Before joining DGr Pharma, she worked for nearly 17 years at Kinesis Pharma where she started as monitoring scientist bioanalysis. Besides her bioanalytical monitoring activities, she specialized in non-clinical PK and as Principal Investigator she was responsible for the execution and reporting of Non-Clinical pharmaco- and toxicokinetic GLP multi-site studies.
Over the years, Véronique got engaged in Quality Assurance and joined the Kinesis Pharma QA department where she was involved in planning and execution of the internal (facility & system) audit program and hosted several client audits and regulatory inspections.
During 2017-2018, she was project lead for the implementation of a new company-wide CAPA management system.

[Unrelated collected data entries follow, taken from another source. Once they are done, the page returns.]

PR #724, opened 2020-08-19
 Move zero check for insert_string count to fill_window.

nmoinvaz:

PR #725, opened 2020-08-19
Simplify and optimize insert_string template

Dead2:
This moves unnecessary code out of the loop in insert_string, and adds a compiler hint to both quick_insert_string and insert_string.

Result is ~0.4% faster in my benchmarks.
See benchmarks in comment below.

PS: I recommend looking at/reviewing the two commits separately, it is split up to make it easier to understand why the changes were made.

### DIFF
--- a/insert_string_tpl.h
+++ b/insert_string_tpl.h
@@ -61,7 +61,7 @@ ZLIB_INTERNAL Pos QUICK_INSERT_STRING(deflate_state *const s, const uint32_t str
  *    (except for the last MIN_MATCH-1 bytes of the input file).
  */
 ZLIB_INTERNAL Pos INSERT_STRING(deflate_state *const s, const uint32_t str, uint32_t count) {
-    Pos head, idx, ret = 0;
+    Pos head = 0, idx;
     uint8_t *strstart = s->window + str;
     uint8_t *strend = strstart + count - 1; /* last position */
     uint32_t hash_mask = s->hash_mask;
@@ -88,12 +88,6 @@ ZLIB_INTERNAL Pos INSERT_STRING(deflate_state *const s, const uint32_t str, uint
         }
     }
 
-    if (strstart == strend) {
-        if (head != idx)
-            ret = head;
-        else
-            ret = idx;
-    }
-    return ret;
+    return head;
 }
 #endif
--- a/insert_string_tpl.h
+++ b/insert_string_tpl.h
@@ -45,7 +45,7 @@ ZLIB_INTERNAL Pos QUICK_INSERT_STRING(deflate_state *const s, const uint32_t str
     hm = h & s->hash_mask;
 
     head = s->head[hm];
-    if (head != str) {
+    if (LIKELY(head != str)) {
         s->prev[str & s->w_mask] = head;
         s->head[hm] = str;
     }
@@ -61,7 +61,7 @@ ZLIB_INTERNAL Pos QUICK_INSERT_STRING(deflate_state *const s, const uint32_t str
  *    (except for the last MIN_MATCH-1 bytes of the input file).
  */
 ZLIB_INTERNAL Pos INSERT_STRING(deflate_state *const s, const uint32_t str, uint32_t count) {
-    Pos idx, ret = 0;
+    Pos head, idx, ret = 0;
     uint8_t *strstart = s->window + str;
     uint8_t *strend = strstart + count - 1; /* last position */
     uint32_t hash_mask = s->hash_mask;
@@ -81,15 +81,18 @@ ZLIB_INTERNAL Pos INSERT_STRING(deflate_state *const s, const uint32_t str, uint
         UPDATE_HASH(s, h, val);
         hm = h & hash_mask;
 
-        Pos head = s->head[hm];
-        if (head != idx) {
+        head = s->head[hm];
+        if (LIKELY(head != idx)) {
             s->prev[idx & s->w_mask] = head;
             s->head[hm] = idx;
-            if (strstart == strend)
-                ret = head;
-        } else if (strstart == strend) {
-            ret = idx;
         }
+    }
+
+    if (strstart == strend) {
+        if (head != idx)
+            ret = head;
+        else
+            ret = idx;
     }
     return ret;
 }
--- a/insert_string_tpl.h
+++ b/insert_string_tpl.h
@@ -60,13 +60,12 @@ ZLIB_INTERNAL Pos QUICK_INSERT_STRING(deflate_state *const s, const uint32_t str
  *    input characters and the first MIN_MATCH bytes of str are valid
  *    (except for the last MIN_MATCH-1 bytes of the input file).
  */
-ZLIB_INTERNAL Pos INSERT_STRING(deflate_state *const s, const uint32_t str, uint32_t count) {
-    Pos head = 0, idx;
+ZLIB_INTERNAL void INSERT_STRING(deflate_state *const s, const uint32_t str, uint32_t count) {
     uint8_t *strstart = s->window + str;
     uint8_t *strend = strstart + count - 1; /* last position */
     uint32_t hash_mask = s->hash_mask;
 
-    for (idx = str; strstart <= strend; idx++, strstart++) {
+    for (Pos idx = str; strstart <= strend; idx++, strstart++) {
         uint32_t val, hm, h = 0;
 
 #ifdef UNALIGNED_OK
@@ -81,13 +80,11 @@ ZLIB_INTERNAL Pos INSERT_STRING(deflate_state *const s, const uint32_t str, uint
         UPDATE_HASH(s, h, val);
         hm = h & hash_mask;
 
-        head = s->head[hm];
+        Pos head = s->head[hm];
         if (LIKELY(head != idx)) {
             s->prev[idx & s->w_mask] = head;
             s->head[hm] = idx;
         }
     }
-
-    return head;
 }
 #endif
--- a/functable.c
+++ b/functable.c
@@ -15,11 +15,11 @@
 #endif
 
 /* insert_string */
-extern Pos insert_string_c(deflate_state *const s, const uint32_t str, uint32_t count);
+extern void insert_string_c(deflate_state *const s, const uint32_t str, uint32_t count);
 #ifdef X86_SSE42_CRC_HASH
-extern Pos insert_string_sse4(deflate_state *const s, const uint32_t str, uint32_t count);
+extern void insert_string_sse4(deflate_state *const s, const uint32_t str, uint32_t count);
 #elif defined(ARM_ACLE_CRC_HASH)
-extern Pos insert_string_acle(deflate_state *const s, const uint32_t str, uint32_t count);
+extern void insert_string_acle(deflate_state *const s, const uint32_t str, uint32_t count);
 #endif
 
 /* quick_insert_string */
@@ -144,7 +144,7 @@ ZLIB_INTERNAL void cpu_check_features(void)
 }
 
 /* stub functions */
-ZLIB_INTERNAL Pos insert_string_stub(deflate_state *const s, const uint32_t str, uint32_t count) {
+ZLIB_INTERNAL void insert_string_stub(deflate_state *const s, const uint32_t str, uint32_t count) {
     // Initialize default
 
     functable.insert_string = &insert_string_c;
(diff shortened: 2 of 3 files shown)


Dead2:
## Deflatebench config
 Runs: 70
 Levels: 1-9
 Trimworst: 40

Level 2: /tmp/deflatebench-2.tmp 135.1 MiB / 141,626,880 B
Level 3: /tmp/deflatebench-3.tmp 105.1 MiB / 110,154,240 B
Level 4: /tmp/deflatebench-4.tmp 90.0 MiB / 94,417,920 B
Level 5: /tmp/deflatebench-5.tmp 90.0 MiB / 94,417,920 B
Level 6: /tmp/deflatebench-6.tmp 75.0 MiB / 78,681,600 B
Level 7: /tmp/deflatebench-7.tmp 60.0 MiB / 62,945,280 B
Level 8: /tmp/deflatebench-8.tmp 45.0 MiB / 47,208,960 B
Level 9: /tmp/deflatebench-9.tmp 45.0 MiB / 47,208,960 B

## Baseline 97c115946f4162599773bef28dd1cc92c0459bf4
```
  93327    1272      32   94631   171a7 libz-ng.so.1

 1      57.870%    1.835/1.869/1.882       1.190/1.230/1.243  163918126
 2      43.903%    1.812/1.849/1.859       0.620/0.639/0.648  62178636
 3      42.510%    1.713/1.724/1.731       0.464/0.481/0.489  46826710
 4      41.490%    1.673/1.685/1.693       0.382/0.404/0.412  39174432
 5      41.215%    1.818/1.834/1.843       0.370/0.402/0.410  38913920
 6      41.038%    1.820/1.834/1.840       0.314/0.332/0.340  32289128
 7      40.784%    1.998/2.006/2.010       0.248/0.265/0.271  25671760
 8      40.707%    1.925/1.944/1.951       0.187/0.197/0.203  19217358
 9      40.696%    2.141/2.157/2.165       0.176/0.193/0.200  19212387

 avg1   43.357%                1.878                   0.460
 tot                         507.061                 124.285
```

## PR #725 03076155b4188137678d3d9c8bc75ab9b0fc4669
```
  93199    1272      32   94503   17127 libz-ng.so.1

 1      57.870%    1.844/1.868/1.880       1.173/1.217/1.234  163918126
 2      43.903%    1.824/1.841/1.852       0.626/0.639/0.646  62178636
 3      42.510%    1.700/1.718/1.723       0.451/0.481/0.488  46826710
 4      41.490%    1.650/1.665/1.675       0.387/0.404/0.411  39174432
 5      41.215%    1.807/1.821/1.829       0.385/0.400/0.408  38913920
 6      41.038%    1.802/1.821/1.828       0.316/0.333/0.339  32289128
 7      40.784%    1.982/2.000/2.008       0.254/0.266/0.270  25671760
 8      40.707%    1.930/1.942/1.947       0.183/0.196/0.203  19217358
 9      40.696%    2.146/2.156/2.162       0.179/0.196/0.202  19212387

 avg1   43.357%                1.870                   0.459
 tot                         504.987                 123.968
```

insert_string_tpl.h
```diff
@@ -82,20 +82,16 @@ ZLIB_INTERNAL Pos INSERT_STRING(deflate_state *const s, const uint32_t str, uint
...
-        Pos head = s->head[hm];
-        if (head != idx) {
+        head = s->head[hm];
+        if (LIKELY(head != idx)) {
             s->prev[idx & s->w_mask] = head;
             s->head[hm] = idx;
-            if (strstart == strend)
-                ret = head;
-        } else if (strstart == strend) {
-            ret = idx;
```
mtl1979, line 96: This was originally added to avoid problems when sliding the window, removing it is EBADIDEA.

Dead2:
For a fun comparison, this is a benchmark of develop from last week if. The commits since then, plus this PR totals at ~0.84% faster, and zlib-ng.so is also getting smaller, so things are moving nicely in the right direction.
## Old Baseline 8832d7db7241194fa68509c96c092f3cf527ccce
```
  93335    1272      32   94639   171af libz-ng.so.1

 1      57.870%    1.863/1.880/1.891       1.181/1.215/1.234  163918126
 2      43.903%    1.825/1.854/1.863       0.614/0.631/0.640  62178636
 3      42.510%    1.700/1.724/1.734       0.460/0.476/0.483  46826710
 4      41.490%    1.681/1.699/1.707       0.387/0.399/0.407  39174432
 5      41.215%    1.825/1.849/1.857       0.372/0.396/0.405  38913920
 6      41.038%    1.834/1.845/1.851       0.323/0.332/0.337  32289128
 7      40.784%    1.998/2.014/2.021       0.253/0.261/0.269  25671760
 8      40.707%    1.935/1.949/1.955       0.185/0.194/0.199  19217358
 9      40.696%    2.154/2.164/2.170       0.185/0.195/0.201  19212387

 avg1   43.357%                1.887                   0.456
 tot                         509.364                 122.992
```

insert_string_tpl.h
Dead2: What part of it? And what commit are you commenting on, the first or the second?

insert_string_tpl.h
```diff
@@ -82,20 +82,16 @@ ZLIB_INTERNAL Pos INSERT_STRING(deflate_state *const s, const uint32_t str, uint
...
         }
     }
-    return ret;
+
+    return head;
```
mtl1979: ```head``` should not be returned if there was no updating of the hash tables as it can be garbage in case of recent window slide.

Dead2: 1. If count >= 1 (it always is), the for loop will set head.
2. strstart is always == strend after the for loop has completed, since we never exit it until they are equal.
3. If head != idx, we return head, if head == idx, we return idx (might as well return head since they are the same)

The only corner-case I see is with count==0, but that that is already handled specially above.

I don't see how this can currently return 0, can you give an example of that?

Dead2: Sorry, fixed typo, had = instead of >= in point 1 of my previous comment..

mtl1979: In the for loop, s->head[hm] can be garbage as when the window is slided, the hash table is not cleared, so anything that is still in window is no longer valid. It would be really slow to clear whole hash table and recalculate all chains, so on first call to insert_string() the old value was discarded. On subsequent calls there is no more garbage.

If we don't ignore the initial contents after window slide, we can get future matches in for example deflate_medium and that will cause assertion failure in debug build.

Dead2: But how does that actually happen in this function? Please walk me through it, because I don't see how.
Has this been lost and is already a bug?

mtl1979: As far as I understand it, after window is slided, the next call to insert_string is from "next match", not "current match" which should be at the start of the window... When it tries to compare the matches, it gets zero offset, because the previous call to insert_match before the slide was also from the "next match". As such the current and previous match become same offset on next check of same hash chain.

If we set the previous offset as 0 (return value of insert_string) when the new and old values match inside insert_string, we actually truncate the hash chain as 0 means end of chain. This doesn't cause assertion failure as the "previous" value in the hash chain is now correct as it was not replaced (the previous value was slided in fill_window, but is guaranteed to be valid).

Dead2: I understand how this would be beneficial, but I cannot see how the current code will ever return `0`. As far as I can see, it always returns either `head` or `idx` (same as head), or with count=0 it returns `s->prev[str & s->w_mask];`.

So my question is how do you trace through this function in a way that `ret` ends up being `0`? IE: How does this function detect that the windows has been slided and a `0` should be returned?

And if it currently cannot return `0` (as it looks like to me), is this actually a hidden bug?

mtl1979: I haven't followed all the pull requests that you have merged in, so there might be a previous regression that got unnoticed.

insert_string_tpl.h
```diff
@@ -61,7 +61,7 @@ ZLIB_INTERNAL Pos QUICK_INSERT_STRING(deflate_state *const s, const uint32_t str
  *    (except for the last MIN_MATCH-1 bytes of the input file).
  */
 ZLIB_INTERNAL Pos INSERT_STRING(deflate_state *const s, const uint32_t str, uint32_t count) {
-    Pos idx, ret;
+    Pos head, idx, ret=0;
```
nmoinvaz: Consider whitespace between operator ie `ret = 0`

insert_string_tpl.h
```diff
@@ -61,7 +61,7 @@ ZLIB_INTERNAL Pos QUICK_INSERT_STRING(deflate_state *const s, const uint32_t str
  *    (except for the last MIN_MATCH-1 bytes of the input file).
  */
 ZLIB_INTERNAL Pos INSERT_STRING(deflate_state *const s, const uint32_t str, uint32_t count) {
-    Pos head, idx, ret=0;
+    Pos head=0, idx;
```
nmoinvaz: Whitespace between operator?

insert_string_tpl.h
nmoinvaz: @mtl1979 I am not following your explanation very well. I thought we don't use hash-chains aka rolling hash because we are only ever hashing 4 bytes at a time.

nmoinvaz (commented):
Breaking it into two commits made it easier for me to review. Thanks for that. The logic changes made sense to me. Only have minor formatting suggestion.

insert_string_tpl.h
mtl1979: I'm not talking about linear hashing chain, I'm talking about how we store indexes that have same hash value. That is essential when we want to know if two indexes have same hash value or not... If we store same index for both the "latest" and "previous" hash tables, then we are basically wasting the "previous" hash table.

When the hash tables are initialized, "previous" hash table should be all zeroes, until the "latest" hash table is populated, when the "old" value of "latest" will be moved to "previous" hash table.... as on first iteration (before first window slide) the old value is 0, there is no problem.

nmoinvaz: That is a great explanation but I'm still failing to see how it applies to this code change.

Last time I looked, the return value from _insert_string_ is not even used by anything.

mtl1979: So we should change the function signature so we don't return anything?

insert_string_tpl.h
Dead2: Fixed for `head`

insert_string_tpl.h
Dead2: Since `ret=0` gets removed in the next commit and is a purely cosmetic change, I hope it is ok if I leave that as-is. 😄

insert_string_tpl.h
Dead2: Looks like we could do that, since the return value is only ever used when calling quick_insert_string.
Doing some tests now to see whether it has any effect on benchmarks, it does reduce compiled text size by 64, so it should help a bit.

mtl1979: I think we have split fixing the function to enough separate pull requests, so we should do one final cleanup on this function and then we don't touch it before first release...

Dead2:
Removing the return value did nothing for the speed in my benchmarks, but as usual that could just be cache-alignments changing and messing up.

I decided to do a combo test with the other insert_string optimization PR though, and this is the combined result:
## PR #724 + #725
```

 1      57.870%    1.829/1.862/1.876       1.176/1.221/1.238  163918126
 2      43.903%    1.803/1.835/1.845       0.608/0.640/0.652  62178636
 3      42.510%    1.693/1.709/1.716       0.463/0.482/0.493  46826710
 4      41.490%    1.648/1.668/1.676       0.389/0.404/0.412  39174432
 5      41.215%    1.801/1.817/1.826       0.377/0.400/0.410  38913920
 6      41.038%    1.800/1.818/1.827       0.321/0.335/0.341  32289128
 7      40.784%    1.985/2.004/2.012       0.248/0.263/0.272  25671760
 8      40.707%    1.930/1.943/1.948       0.190/0.198/0.203  19217358
 9      40.696%    2.143/2.157/2.164       0.186/0.195/0.200  19212387

 avg1   43.357%                1.868                   0.460
 tot                         504.378                 124.157
```
Good reduction of code size and overall speed improvement of close to 0.53%.
Most of the speedup is found in deflate_fast and deflate_medium (levels 2-6).

insert_string_tpl.h
Dead2: The nice thing now is quick_insert_string and insert_string are very close to identical and much cleaner.

Dead2:
Rebased on top of current #develop (with #724).
I would appreciate some quick re-reviews to make sure I didn't mess anything new up.

nmoinvaz (approved):
Looks good

mtl1979:
Looks better now...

As part of her QA role, she also supported external companies with project management of postal PV license partner audits, with CAPA and TrackWise record management and acting as GLP QA officer.
In 1998, Véronique obtained her B.Sc. degree in Clinical Chemistry. The subject of her thesis, performed at the Department of Genetic and in vitro Toxicology of Janssen, was “Evaluation of alternative assays for the detection of DNA damage (Vitotox, Comet, Amax, Ames).” Hereafter she started her professional career at Janssen; initially in the in vitro Pharmacokinetics group. Thereafter, she joined the Bioanalytical Department where she was responsible for departmental planning and electronic sample management.